Wärmewende in deutschen Städten: Frist verlängert, Druck bleibt hoch
Deutsche Städte arbeiten unter Hochdruck daran, ihre Pläne für die Wärmewende vor der verlängerten Frist zu finalisieren. Ursprünglich sollten die Konzepte bis Ende Juli vorliegen, doch viele Kommunen haben nun vier zusätzliche Monate Zeit, um ihre Strategien einzureichen. Der Druck wächst, nachdem lokale Behörden und Wirtschaftsverbände Bedenken wegen der Finanzierung und der Klarheit im Vorgehen der Bundesregierung geäußert haben.
Das Bundeswirtschaftsministerium räumte die Fristverlängerung nach massivem Druck von kommunalen Spitzenvertretern ein. Christian Schuchardt, Hauptgeschäftsführer des Deutschen Städtetags, hatte die Umsetzung des Heizungsgesetzes durch die Bundesregierung scharf kritisiert. Er betonte, dass klarere Vorgaben bereits viel früher hätten vorliegen müssen, um Verzögerungen zu vermeiden.

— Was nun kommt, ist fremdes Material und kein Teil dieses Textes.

PR #7409, opened 2017-06-29
[Feature] Bitbucket Addon [OSF-8192]

mfraezz:
Updates #6954 

> ## Purpose
> 
> Add support for a read-only bitbucket OSF add-on.  Still targets `develop-backup` and needs to be upgraded to work with DjangOSF.
> 
> ## Changes
> 
> Adds a whole new provider in `website/addons/bitbucket`.  All changes outside that directory go directly towards supporting the new addon.
> 
> ## Side effects
> 
> Unavoidable grief.
> 
> ## Ticket
> 
> [#SVCS-268] - [JIRA](https://openscience.atlassian.net/browse/SVCS-268)
> [#OSF-8192] - [JIRA](https://openscience.atlassian.net/browse/OSF-8192)
> 
> Entangled with WB PR: https://github.com/CenterForOpenScience/waterbutler/pull/198

# MIGRATION WARNING
Not only does this share a migration number (`0042`) with #7418 , that migration has a conflicting action -- altering possible types for `BaseFileNode`. 
### **Running `makemigrations --merge` will NOT be sufficient.** 
Instead, whichever PR goes in last will need the migration recreated before being merged.

PR #5929, opened 2016-07-06
[WIP] GitLab addon

danielneis:
## Purpose

Implement the GitLab addon according to the GitLab Integration Grant Spec at https://gist.github.com/felliott/cc3d48a492c174545b7f
## Changes

"This add-on will allow users to specify a GitLab instance to communicate with, and then connect their GitLab account to their OSF account via an OAuth token. Users may then connect a project for which they have admin rights to one of their GitLab-hosted repositories. Users should also be able to change which repository is linked to a given project at any time and revoke permissions from any or all projects as desired."
## Side effects

```
$ cat website/addons/gitlab/requirements.txt
cachecontrol==0.10.2
pyapi-gitlab==7.8.5
python-magic==0.4.6
```
## Roadmap
- [x] Allow user to connect GitLab.com account to project
- [x] Fetch repositories from GitLab.com
- [x] Associate a repository from GitLab.com to a project
- [x] Browse files from default branch from repository
- [x] Browse files from any branch from repository
- [x] Create repository
- [x] List repository branches
- [x] Download default repository branch as tar file
- [x] Download any repository branch as tar file
- [x] Open repository on GitLab (link to correct branch)
- [x] File action: Download after change repository branch
- [x] File action: Download for default branch
- [x] File action: Delete from default branch
- [x] File action: Delete after change repository branch
- [x] File action: View
- [x] File action:  View on GitLab.com
- [ ] File action: Rename
- [x] Create folder on default branch (on root folder, and inside other folders)
- [x] Create folder on other branches (on root folder, and inside other folders)
- [x] Upload file to root folder on any branch
- [x] Upload file to any folder on non-default branch
- [ ] Upload file to any folder on default branch
- [x] Allow user use another GitLab instance in projects
- [ ] Tests
- [ ] Documentation

PR #7418, opened 2017-07-03
GitLab Addon [#OSF-8169]

mfraezz:
Updates #5929 

> ## Purpose
> 
> Implement the GitLab addon according to the GitLab Integration Grant Spec at https://gist.github.com/felliott/cc3d48a492c174545b7f
> ## Changes
> 
> "This add-on will allow users to specify a GitLab instance to communicate with, and then connect their GitLab account to their OSF account via an OAuth token. Users may then connect a project for which they have admin rights to one of their GitLab-hosted repositories. Users should also be able to change which repository is linked to a given project at any time and revoke permissions from any or all projects as desired."
> 

## Side effects
None expected

~~# MIGRATION WARNING~~
~~Not only does this share a migration number (`0042`) with #7409 , that migration has a conflicting action -- altering possible types for `BaseFileNode`.~~
~~### **Running `makemigrations --merge` will NOT be sufficient.**~~
~~Instead, whichever PR goes in last will need the migration recreated before being merged.~~

~~This has been fixed.~~ This is true again for #7653 

## Ticket
[[OSF-8169]](https://openscience.atlassian.net/browse/OSF-8169)


addons.json
```diff
@@ -25,7 +26,9 @@
         "forward": "full",
         "googledrive": "partial",
         "github": "partial",
+        "gitlab": "partial",
         "owncloud": "partial",
+        "gitlab": "partial",
```
sloria: This is a duplicate entry.

PR #7428, opened 2017-07-06
[Feature]admin prod style [OSF-8140]

alexschiller:
## Purpose
Take 2. First time I was dumb. Make prod look different.

## Changes
It is ugly and I don't like it. Special case checking for staging, localhost, and test. If not found in the URL colorize it. Positively special casing admin is more frustrating since django don't give you access to functions. SAD.

screen shot 2017-07-06 at 12 10 51 pm
screen shot 2017-07-06 at 12 10 15 pm
screen shot 2017-07-06 at 12 11 40 pm
screen shot 2017-07-06 at 12 12 00 pm

## Side effects
NA

## Ticket
https://openscience.atlassian.net/browse/OSF-8140?devStatusDetailDialog=pullrequest


admin/templates/base.html
```diff
@@ -209,3 +209,10 @@
 
   </body>
 </html>
+
+{% if 'test' not in request.META.HTTP_HOST and 'staging' not in request.META.HTTP_HOST and 'localhost' not in request.META.HTTP_HOST %}
```
brianjgeiger: Hmmmmm. Concerns: 

- Supposedly request.META.HTTP_HOST went away between 1.5 and 1.6, though it clearly seems to exist in 1.11, so it's prooobably fine. 
- This is less brittle than the last implementation, but more brittle than I'd like. How about something like `contains 'admin.osf.io' and not contains '-admin.osf.io'`?
- Proxying may be a problem, but we'll find out if that's a real problem in integration testing or when it goes live.

PR #7437, opened 2017-07-10
[Feature] Allow delete atmention when editing old comments [OSF-8133]

fabmiz:
## Purpose

Allow delete atmention when editing old comments

## Changes

Set `contenteditable` to `true` when displaying old comments from
database.

## Ticket

https://openscience.atlassian.net/browse/OSF-8133


brianjgeiger:
The PR description seems to be the opposite of what was changed, but it might just be that I don't fully get it, so could you clarify so I understand what's happening?

PR #7443, opened 2017-07-10
[Feature] api_tests/guids to pytest [OSF-8256]

fabmiz:
## Purpose

Convert api_tests/guids from nose to pytest

## Changes

Re-write tests for guids `detail` api endpoint with pytest.

## Ticket

[OSF-8255](https://openscience.atlassian.net/browse/OSF-8256)


api_tests/guids/views/test_guid_detail.py
```diff
@@ -1,53 +1,70 @@
...
 import pytest
 
 from addons.osfstorage.models import OsfStorageFile
-from website.settings import API_DOMAIN
-
-from tests.base import ApiTestCase
-from osf_tests.factories import (AuthUserFactory, ProjectFactory, RegistrationFactory,
-                                 CommentFactory, CollectionFactory, PrivateLinkFactory)
 from addons.wiki.tests.factories import NodeWikiFactory
+from api.base.settings.defaults import API_BASE
```
Nesiehr: I don't think you need a line break here

api_tests/guids/views/test_guid_detail.py
```diff
@@ -1,53 +1,70 @@
...
+    @pytest.fixture()
+    def user(self):
+        return AuthUserFactory()
+
+    @pytest.fixture()
+    def project(self):
+        return ProjectFactory()
+
+    @pytest.fixture()
+    def _add_private_link(self, project):
```
Nesiehr: I typically try to avoid starting a name with a "_", but I don't think it matters that much

Nesiehr:
LGTM

api_tests/guids/views/test_guid_detail.py
```diff
@@ -56,36 +72,36 @@ def test_redirect_to_file_view(self):
...
+        res = app.get(url, auth=user.auth, expect_errors=True)
+        assert res.status_code == 404
 
-    def test_redirect_when_viewing_private_project_through_view_only_link(self):
-        project = ProjectFactory()
-        view_only_link = self._add_private_link(project)
+    def test_redirects_through_view_only_link(self, app, project, add_private_link, user):
+
+        #test_redirect_when_viewing_private_project_through_view_only_link
+        view_only_link = add_private_link()
```
alexschiller: add_private_link seems to only be used here, just do it inline:

```
view_only_link = PrivateLinkFactory(anonymous=False)
view_only_link.nodes.add(project)
view_only_link.save()
```

api_tests/guids/views/test_guid_detail.py
```diff
@@ -1,53 +1,69 @@
...
+    @pytest.fixture()
+    def user(self):
+        return AuthUserFactory()
+
+    @pytest.fixture()
+    def project(self):
+        return ProjectFactory()
+
+    @pytest.fixture()
+    def add_private_link(self, project):
```
alexschiller: This seems overly complicated. Is there any reason it isn't inline (see line 97 below)

api_tests/guids/views/test_guid_detail.py
```diff
@@ -1,53 +1,69 @@
...
+        def private_link(anonymous=False):
+            view_only_link = PrivateLinkFactory(anonymous=anonymous)
+            view_only_link.nodes.add(project)
+            view_only_link.save()
+            return view_only_link
+        return private_link
+
+    @pytest.fixture()
```
alexschiller: Is anything gained by this being a fixture? It looks like it could either be a simple function (or just inline since it isn't that complicated)

```
def format_url(id):
    return '/{}guids/{}/'.format(API_BASE, id)
```

api_tests/guids/views/test_guid_detail.py
alexschiller: @Nesiehr Really the only time I use _method_naming is to signify that something is "protected" or not really intended to be called externally. Nothing --stops-- you from calling it, just as sort of a "Hey, might want to see why this is _ named." So in this case, I don't think there is a good reason. 👍

api_tests/guids/views/test_guid_detail.py
fabmiz: I agree, I was overusing fixtures.

api_tests/guids/views/test_guid_detail.py
fabmiz: Not really, it can be left a simple function. overusing fixtures.

Issue #479, opened 2014-04-07
Wiki pages downloadable


TimErrington:
It would be nice to have wiki pages downloadable (in at least a pdf format).

And if a component has multiple wiki pages associated with it, there could be an option so they can all be downloaded (if the user wanted) into a multiple page pdf document

PR #7445, opened 2017-07-11
[Feature] Add Export Wiki to PDF

sonnenschein123:
## Purpose
Users might like:
( Uploading project data, enhancing it with additional information, finish a project, end of the story? )

Sometimes it's nice to offer the option to download an overview of all surrounding wiki information, just by one klick.
With this dialog it's possible to export current wiki page or all wiki project pages via PDF. To save, to share, to print and add handwritten notes or annotations ...

## Changes
Add WeasyPrint==0.36 to requirements.txt and set html5lib==0.9999999. 

## Side effects
WeasyPrint uses html5lib==0.999999999 but it OSF has some problems with it. So I chose 0.9999999 and it work.

## Ticket
[Ticket 479](https://github.com/CenterForOpenScience/osf.io/issues/479)

### DIFF
--- a/addons/wiki/models.py
+++ b/addons/wiki/models.py
@@ -18,6 +18,8 @@ from addons.wiki import utils as wiki_utils
 from website.exceptions import NodeStateError
 from website.util import api_v2_url
 
+from weasyprint import HTML
+
 from .exceptions import (
     NameEmptyError,
     NameInvalidError,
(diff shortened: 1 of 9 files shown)


brianjgeiger:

Schuchardt forderte zudem eine bessere finanzielle Unterstützung. Er schlug vor, den Bundes-Deutschlandfonds direkt mit den Zielen der Wärmewende zu verknüpfen. Ohne diese Mittel würden Städte und Versorger die hohen Kosten kaum allein stemmen können.
Darüber hinaus plädierte Schuchardt für eine stärkere Einbindung der Landesregierungen. Er rief die regionalen Behörden auf, Risiken in ihren Gebieten abzufedern. Planungssicherheit, so Schuchardt, bleibe entscheidend für einen reibungslosen Übergang zu nachhaltigen Heizsystemen.
Mit der neuen Frist rückt die Zielgerade näher: Die Kommunen müssen ihre Pläne nun zügig abschließen. Der Erfolg der Wärmewende hängt von abgestimmter Finanzierung und klaren Regeln ab. Lokale Verantwortliche fordern weiterhin mehr Rückendeckung von Bund und Ländern.